Religious Conversion in the New World

Converting indigenous people to Christianity was a key ambition for all European powers in the New World. Galvanized by the desire to spread their religion and prevent any gains by Protestants, Catholic powers actively sponsored missionary efforts. Franciscans, Dominicans, Jesuits, and members of other religious orders who accompanied the conquistadors and subsequent settlers established Catholic missions throughout Spanish and Portuguese colonies. Later French explorers were also accompanied by missionaries who preached to the Native American tribes with whom they traded.

Rather than a straightforward imposition of Christianity, conversion entailed a complex process of cultural exchange. Catholic friars were among the first Europeans to seek understanding of native cultures and languages as part of their effort to render Christianity comprehensible to indigenous people. In addition to spreading Christianity, missionaries taught indigenous peoples European methods of agriculture and instilled loyalty to colonial masters. In turn, Christian ideas and practices in the New World took on a distinctive character. For example, a sixteenth-century apparition of the Virgin Mary in Mexico City, known as the Virgin of Guadalupe, became a central icon of Spanish-American Catholicism.
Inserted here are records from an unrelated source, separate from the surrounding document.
PR #612, opened 2026-06-16
feat(acp): ACP extension UI bridge

vmizg:
# ACP UI Surface

## Summary

Wires pi-coding-agent's `ExtensionUIContext` (`ctx.ui.*`) to the ACP transport so extensions
work correctly when kimchi runs in ACP mode. Adds the `elicitation/create` method on the ACP
surface so permission requests and confirm/select can be cleanly distinguished, with
`request_permission` as a fallback when elicitation isn't supported.

## Motivation

Pi's `ExtensionUIContext` is the single hook extensions use for user-facing interaction —
`confirm`, `select`, `input`, `editor`, `notify`, `setStatus`, `setTitle`, etc. Prior to this
PR, those calls were silently dropped in ACP mode because no `uiContext` was wired into
`session.bindExtensions`. The permissions extension in particular needs `ctx.ui.select` to
prompt the user when a tool call isn't on the read-only allowlist.

### Mode

`session.bindExtensions({ uiContext, mode: "rpc" })` is now called with both arguments.
`mode: "rpc"` is the same value pi uses internally for headless RPC; it sets
`ExtensionContext.mode` and `ExtensionContext.hasUI` correctly so extensions that branch on
those fields take the right path.

### Dialog transport — `confirm`, `select`, `input`, `editor`

The four dialog methods all route through ACP-native channels rather than inventing a new
namespace:

1. **`unstable_createElicitation`** (the [RFD-documented elicitation method](https://agentclientprotocol.com/rfds/elicitation))
   is used when the client advertises `elicitation.form` in its capabilities. The agent sends
   a JSON Schema describing the desired input and gets back an `accept`/`decline`/`cancel`
   response. Form-mode elicitation is the right primitive for structured prompts.
2. **`requestPermission`** is the fallback when elicitation isn't available. The dialog is
   wrapped in a synthetic `ToolCallUpdate` (`kind: "other"`, synthetic `toolCallId`) so the
   client renders it as a permission prompt with the options we provide.
3. **`editor`** stays on the `_kimchi.dev/pi_editor` namespace because restricted JSON Schema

Missionaries’ success in the New World varied over time and space. In Central and South America large-scale conversion forged enduring Catholic cultures in Portuguese and Spanish colonies. Conversion efforts in seventeenth-century North America were less effective due to the scattered nature of settlement and the lesser integration of native people into the colonial community. On the whole, Protestants were less active than Catholics as missionaries, although some dissenters like Quakers and Methodists did seek converts among native people. Efforts to Christianize indigenous peoples in the New World were paralleled by missionary work by the Jesuits and other orders in the Far East.